La neuvième journée du Décaméron finie, commence la dixième, dans laquelle, sous le gouvernement de Pamphile, on devise de ceux qui, par libéralité ou par munificence, ont fait œuvre d’amour ou autre.


Certains nuages à l’occident étaient encore vermeils, ceux de l’orient étant déjà à leurs extrémités resplendissants comme l’or, à cause des rayons solaires qui, étant plus proches d’eux, les frappaient, quand Pamphile s’étant levé, fit appeler les dames et ses compagnons. Tous étant venus, après avoir délibéré avec eux où ils pourraient aller prendre leurs ébats, il se mit en marche à leur tête, accompagné de Philomène et de Fiammetta, tous les autres venant après et tout en devisant longuement entre eux de ce qu’ils allaient faire ce jour-là, ils se promenèrent longtemps.
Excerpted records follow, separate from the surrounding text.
PR #10193, opened 2019-05-15
Don't uninstall machine agent when a fatal connection error occurs in the machine agent manifold

achilleasa:
## Description of change

There are two codepaths that eventually call `agent.SetCanUninstall`:

- A filter func for the `api-caller` worker in the machine agent manifold invokes it when a `ErrConnectImpossible` error is encountered; the error is logged and replaced with `ErrTerminateAgent`.
- The machiner, after ensuring that a machine is dead.

In both cases, when the machine agent processes the `ErrTerminateAgent` error it attempts to uninstall the agent. This attempt will only succeed if `agent.SetCanUninstall` is invoked first (it writes out an uninstall file that the agent tries to stat before continuing).

This PR patches the code for the **first** case so an uninstall is never triggered. NOTE: Dealing with the latter case will be tackled via a separate PR as it has implications for users working with the manual provider.

### DIFF
--- a/cmd/jujud/agent/machine/manifolds.go
+++ b/cmd/jujud/agent/machine/manifolds.go
@@ -262,16 +262,11 @@ func Manifolds(config ManifoldsConfig) dependency.Manifolds {
 	// connectFilter exists:
 	//  1) to let us retry api connections immediately on password change,
 	//     rather than causing the dependency engine to wait for a while;
-	//  2) to ensure that certain connection failures correctly trigger
-	//     complete agent removal. (It's not safe to let any agent other
-	//     than the machine mess around with SetCanUninstall).
+	//  2) to decide how to deal with fatal, non-recoverable errors
+	//     e.g apicaller.ErrConnectImpossible.
 	connectFilter := func(err error) error {
 		cause := errors.Cause(err)
 		if cause == apicaller.ErrConnectImpossible {
-			err2 := coreagent.SetCanUninstall(config.Agent)
-			if err2 != nil {
-				return errors.Trace(err2)
-			}
 			return jworker.ErrTerminateAgent
 		} else if cause == apicaller.ErrChangedPassword {
 			return dependency.ErrBounce
--- a/cmd/jujud/agent/machine/manifolds_test.go
+++ b/cmd/jujud/agent/machine/manifolds_test.go
@@ -4,8 +4,6 @@
 package machine_test
 
 import (
-	"io/ioutil"
-	"os"
 	"sort"
 
 	"github.com/juju/collections/set"
@@ -228,13 +226,9 @@ func (*ManifoldsSuite) TestSingularGuardsUsed(c *gc.C) {
 }
 
 func (*ManifoldsSuite) TestAPICallerNonRecoverableErrorHandling(c *gc.C) {
-	tmpDir, err := ioutil.TempDir("", "agent-data-dir")
-	c.Assert(err, jc.ErrorIsNil)
-	defer func() { _ = os.RemoveAll(tmpDir) }()
-
 	ag := &mockAgent{
 		conf: mockConfig{
-			dataPath: tmpDir,
+			dataPath: c.MkDir(),
 		},
 	}
 	manifolds := machine.Manifolds(machine.ManifoldsConfig{
@@ -247,7 +241,7 @@ func (*ManifoldsSuite) TestAPICallerNonRecoverableErrorHandling(c *gc.C) {
 	// Check that when the api-caller maps non-recoverable errors to
 	// ErrTerminateAgent and that it does not create an uninstall file for
 	// the agent.
-	err = apiCaller.Filter(apicaller.ErrConnectImpossible)
+	err := apiCaller.Filter(apicaller.ErrConnectImpossible)
 	c.Assert(err, gc.Equals, jworker.ErrTerminateAgent)
 	c.Assert(agent.CanUninstall(ag), gc.Equals, false)
 }
--- a/cmd/jujud/agent/machine/manifolds_test.go
+++ b/cmd/jujud/agent/machine/manifolds_test.go
@@ -4,6 +4,8 @@
 package machine_test
 
 import (
+	"io/ioutil"
+	"os"
 	"sort"
 
 	"github.com/juju/collections/set"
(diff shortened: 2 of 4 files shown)


cmd/jujud/agent/machine/manifolds_test.go
```diff
@@ -223,6 +227,31 @@ func (*ManifoldsSuite) TestSingularGuardsUsed(c *gc.C) {
 	}
 }
 
+func (*ManifoldsSuite) TestAPICallerNonRecoverableErrorHandling(c *gc.C) {
+	tmpDir, err := ioutil.TempDir("", "agent-data-dir")
```
jameinel: This should be c.Mkdir() as that will be cleaned up by the test infrastructure.

cmd/jujud/agent/machine/manifolds.go
```diff
@@ -262,16 +262,11 @@ func Manifolds(config ManifoldsConfig) dependency.Manifolds {
...
-	//     than the machine mess around with SetCanUninstall).
+	//  2) to decide how to deal with fatal, non-recoverable errors
+	//     e.g apicaller.ErrConnectImpossible.
 	connectFilter := func(err error) error {
 		cause := errors.Cause(err)
 		if cause == apicaller.ErrConnectImpossible {
-			err2 := coreagent.SetCanUninstall(config.Agent)
-			if err2 != nil {
-				return errors.Trace(err2)
-			}
```
jameinel: One discussion we had is potentially having us remove the Systemd file (so they agent doesn't continually start, fail to login, then die and get restarted by systemd), but *not* remove all of the /var/lib/juju/* content. (Thus in the event of triggering this accidentally, you can still recover)
That said, this is a more conservative option (just don't uninstall anything), which might be a good first step.

cmd/jujud/agent/machine/manifolds_test.go
achilleasa: Pushed https://github.com/juju/juju/pull/10193/commits/96777d5d16ae76ec1c4279a71cbb0bea2625aceb to switch to c.MkDir()

achilleasa:
!!build!!

Clock panic: `github.com/juju/juju/vendor/github.com/juju/clock/testclock/clock.go:144: got 1 timers added after waiting 50ms: wanted 2`

achilleasa:
!!build!!

achilleasa:
After considering the comments on the bug page by @jameinel and digging a bit further with @SimonRichardson it seems like in this particular case it was the machiner and not the filter func that triggered the agent removal.

Since the machiner will invoke `EnsureDead` before invoking the `NotifyMachineDead` callback we can probably assume that the call to `EnsureDead` returned without an error. 

Taking a look at the [advanceLifecycle](https://github.com/juju/juju/blob/2.5/state/machine.go#L740) implementation in state/machine.go there are a few places where we may get `ErrNoOperations` out of the txn builder code: 

- if the machine is **not** found
- if it's already transitioned to a `Dead` state

In any case we need to dig further into the logs to figure out what actually happened here. The proposed changes will mask the problem but I am not sure if they will cause any issues when using 
the **manual** provider.

worker/machiner/manifold.go
```diff
@@ -91,7 +91,13 @@ func newWorker(a agent.Agent, apiCaller base.APICaller) (worker.Worker, error) {
 		Tag:                          tag.(names.MachineTag),
 		ClearMachineAddressesOnStart: ignoreMachineAddresses,
 		NotifyMachineDead: func() error {
-			return agent.SetCanUninstall(a)
+			// achilleasa: uninstalling the agent is probably not
```
jameinel: We've decided not to include this one as it has "normal use case" implications. So lets back out this change and then land your patch into 2.5 and beyond.

And then we'll do a bigger spec around "if we never want to uninstall ourselves how do we recover a manual machine", and when we have the answer worked out, we can land this part of the change.

Also, fwiw, we should just set NotifyMachineDead: nil, not a func() that does nothing.

achilleasa: Totally agree about setting it to nil. I just left it there for the commented line to be visible.

I will drop this commit and proceed as you suggest.

achilleasa:
The removal of the uninstall call from the manifold filter function causes some tests in the machine lease test suite to fail:

- https://github.com/juju/juju/blob/2.5/cmd/jujud/agent/machine_test.go#L225
- https://github.com/juju/juju/blob/2.5/cmd/jujud/agent/machine_test.go#L239
- https://github.com/juju/juju/blob/2.5/cmd/jujud/agent/machine_test.go#L800 (and L805)

All of these tests seem to rely on the fact that when the agent tries to login, it receives back an unauthorized error which gets replaced with ErrConnectImpossible in ScaryConnect. In the previous implementation, this caused the filter func in the worker manifold to flag the agent as ready to be uninstalled and the uninstall process to run before the worker terminates. After my changes only the machiner can trigger the uninstall but that doesn't seem to ever start as the api-caller fails.

@jameinel any ideas how to fix these (or whether having those predicates makes sense after my changes)? We could potentially omit the check for the first two checks but the third one explicitly tests clean-ups.

jameinel:
- https://github.com/juju/juju/blob/2.5/cmd/jujud/agent/machine_test.go#L225
- https://github.com/juju/juju/blob/2.5/cmd/jujud/agent/machine_test.go#L239
- https://github.com/juju/juju/blob/2.5/cmd/jujud/agent/machine_test.go#L800 (and L805)

These are interesting. We are running the agent after we have called "EnsureDead" on the machine object. I'm pretty sure that means it sees ErrConnectImpossible rather than seeing that it is a dying machine/should clean up soon. We should check what code path it is going by.  One thing that Tim and I discussed is possibly having the worker just stop the executable rather than uninstall.

I wonder if we could do the test with the agent running, and *then* call EnsureDead so the agent sees the machine object die rather than start dead.

achilleasa:
@jameinel https://github.com/juju/juju/pull/10193/commits/1fa885a44f05cfa79521cf3fdbedcd559ddad717 is my proposal for fixing the tests. Can I somehow make the agent spin up faster? It takes about 30sec for the test to run :-(

achilleasa:
!!build!!

(windows test run failed)

achilleasa:
!!build!!

achilleasa:
!!build!!

achilleasa:
!!build!!

(rebooted windows boxes)

achilleasa:
$$merge$$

Après avoir fait une grande promenade, le soleil commençant à être déjà trop chaud, ils retournèrent au palais, et là, les bouteilles ayant été mises à rafraîchir autour de la claire fontaine, ceux qui en eurent envie purent boire ; puis, ils allèrent se délasser sous les plaisants ombrages du jardin. Enfin, quand ils eurent mangé et dormi, comme d’habitude, ils se réunirent où cela plut au roi, et celui-ci ordonna à Néiphile de dire la première nouvelle, ce qu’elle commença joyeusement ainsi :



NOUVELLE I


Un chevalier sert le roi d’Espagne. Il croit en être mal récompensé, sur quoi le roi lui prouve que ce n’est pas sa faute mais bien celle de sa mauvaise fortune ; puis il lui fait de magnifiques présents.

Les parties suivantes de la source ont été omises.